XSS Fragmentation Injection


There's a post on Alex's Little Corner about XSS Fragmentation Injection. The idea is that you break your script injection attack across multiple input fields. Nothing new at all, really - it's been working for ages.

However my response to this is two-fold:

If you're a developer there's really only one right solution - output filtering. If you did output filtering, all of the angle brackets, or double quotes in the world will do nothing dangerous - they'll actually display on the screen (probably not what you wanted, but what you should have wanted). The problem is that MySpace allows you to put in HTML. None of you smart developers are allowing your users to design their own look under your brand, right?

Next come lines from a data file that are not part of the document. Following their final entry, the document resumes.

PR #9718, opened 2023-04-26
Change default multi_dir_strategy to SequenceStrategy and fix original bug

xingtanzjr:
## Description
1. change default multi_dir_strategy to SequenceStrategy
2. fix original bug in SequenceStrategy where one folder won't used if others space is limited
3. use `diskSpaceWarningThreshold` to decide whether a folder is full or not

## Test

Tested using 1C1D in fit16 with 1 DataRegion. See the snapshot below. The threshold is set to `0.85` in this test.
5BpUzfYisk

### DIFF
--- a/server/src/main/java/org/apache/iotdb/db/conf/directories/strategy/SequenceStrategy.java
+++ b/server/src/main/java/org/apache/iotdb/db/conf/directories/strategy/SequenceStrategy.java
@@ -18,7 +18,6 @@
  */
 package org.apache.iotdb.db.conf.directories.strategy;
 
-import com.sun.media.jfxmedia.logging.Logger;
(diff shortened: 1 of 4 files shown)


HeimingZ (approved):
LGTM. But the codes need running mvn spotless.

server/src/main/java/org/apache/iotdb/db/conf/directories/strategy/SequenceStrategy.java
```diff
@@ -18,6 +18,7 @@
  */
 package org.apache.iotdb.db.conf.directories.strategy;
 
+import com.sun.media.jfxmedia.logging.Logger;
```
HTHou, line 21:
```suggestion
```

PR #9726, opened 2023-04-27
[IOTDB-5827][To rel/1.1] Change default multi_dir_strategy to SequenceStrategy and fix original bug #9718

xingtanzjr:
## Description
1. change default multi_dir_strategy to SequenceStrategy
2. fix original bug in SequenceStrategy where one folder won't used if others space is limited
3. use `diskSpaceWarningThreshold` to decide whether a folder is full or not

## Test

Tested using 1C1D in fit16 with 1 DataRegion. See the snapshot below. The threshold is set to `0.85` in this test.
5BpUzfYisk


HeimingZ (approved):
LGTM

PR #10651, opened 2023-07-22
fix inaccurate statistics for monitoring the number of unseq Tsfile on cross compaction

caozj1011:
When an exception occurs in the execution of a cross-space task, when some source files exist and all target files have been generated, the system will decide to delete the remaining source files. When the source files are deleted, the number of files in the monitoring system is not updated, and it should be updated

### DIFF
--- a/iotdb-core/datanode/src/main/java/org/apache/iotdb/db/storageengine/dataregion/compaction/execute/utils/CompactionUtils.java
+++ b/iotdb-core/datanode/src/main/java/org/apache/iotdb/db/storageengine/dataregion/compaction/execute/utils/CompactionUtils.java
@@ -466,7 +466,7 @@ public class CompactionUtils {
       sequenceFileNames.add(tsFileResource.getTsFile().getName());
       tsFileResource.remove();
       logger.info(
-          "[Compaction] delete unSequence file :{}", tsFileResource.getTsFile().getAbsolutePath());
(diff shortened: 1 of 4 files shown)


iotdb-core/datanode/src/main/java/org/apache/iotdb/db/storageengine/dataregion/compaction/execute/utils/CompactionUtils.java
```diff
@@ -436,4 +436,38 @@ public static boolean validateSingleTsFiles(TsFileResource resource) {
...
+    deleteSourceTsFileAndUpdateFileMetrics(sourceSeqResourceList);
+
+    // delete unSeq file
+    long[] unSequenceFileSize = new long[sourceUnseqResourceList.size()];
+    List<String> unSequenceFileNames = new ArrayList<>();
+    for (int i = 0; i < sourceUnseqResourceList.size(); i++) {
+      TsFileResource tsFileResource = sourceUnseqResourceList.get(i);
+      unSequenceFileSize[i] = tsFileResource.getTsFileSize();
+      unSequenceFileNames.add(tsFileResource.getTsFile().getName());
+      tsFileResource.remove();
```
xingtanzjr, line 452: We need to handle whether the remove operation is successful or not

xingtanzjr (approved):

If you're an ethical hacker Alex's post is spot-on. You ought to be making sure that the combination of two dynamic outputs does not equal one bad one. And what you should be telling developers is the proper fix to it is not more input validation, but always output filtering. If your customers really want for their customers to be able to enter HTML (in which case you need to NOT be doing output filtering) they had better have a really, really, really good reason.

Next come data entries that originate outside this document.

PR #10665, opened 2023-07-24
Fixes #10676: Refactoring and warning messages improvement for ConfigNodeClient

### LINKED ISSUE #10676: ConfigNodeClient’s exception log needs improvement
Currently, whenever a DataNode sends a request to a ConfigNode and an TException is caught due to any reason, an "Failed to connect to ConfigNode" exception is logged in the system. 
However, in reality, the exception may not necessarily be a connection issue. 
This could be misleading and cause confusion during issue investigation, as developers might falsely assume that the issue is related to connecting to the ConfigNode, when it may not be the case.

liyuheng55555:
resolve this issue: https://github.com/apache/iotdb/issues/10676
doc: https://apache-iotdb.feishu.cn/docx/Gd1SdLZaIoYBsSxJ1MTc6AN5niZ

### DIFF
--- a/iotdb-core/datanode/src/main/java/org/apache/iotdb/db/protocol/client/ConfigNodeClient.java
+++ b/iotdb-core/datanode/src/main/java/org/apache/iotdb/db/protocol/client/ConfigNodeClient.java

  1. Well, first of all I didn't know that its nothing new, since when i tried to search google to find any information on it nothing came up, anyway.....

    Of course output filtering would avoid this problem altogether, but thats a given, the post was geared to those who have to deal with XSS filters.

    And while I do say that more input validation is the fix for such a vulnerability it is a vulnerability that exists in input filters, rather than output filters, and so proposing a solution which tells devlopers that using input filters is a bad idea seems rather innapropriate since if they were reading it they would probably know when to use output filters rather than input filters. So it seems to me that saying that all XSS vulnerabilities are fixed by proper output filtering would have been redundant. Anyway the post was intended to inform not indoctrinate.

    Security should not have to come at the cost of functionality.

  2. My opologies for sounding like I was bashing - that was not the intent. You're absolutely right in that these are a result of failed input validation insofar as the site is supposed to accept markup from the end user. My argument is that when you want to accept markup from the user is really a very rare case. If you're not expecting markup from the user, this is a great example of how input validation gives an incomplete result. If you're not wanting the user to render markup on the page, then output filtering is absolutely effective.

    Again - sorry if I didn't make that clear. From a developer perspective, make sure you always do output filtering unless you mean not to, and then it doesn't matter if your input filters are deficient. If you really do intend to allow users to put in markup, make very certain that you understand that MySpace is just one example of a site that's been trying for a very long time to get it right.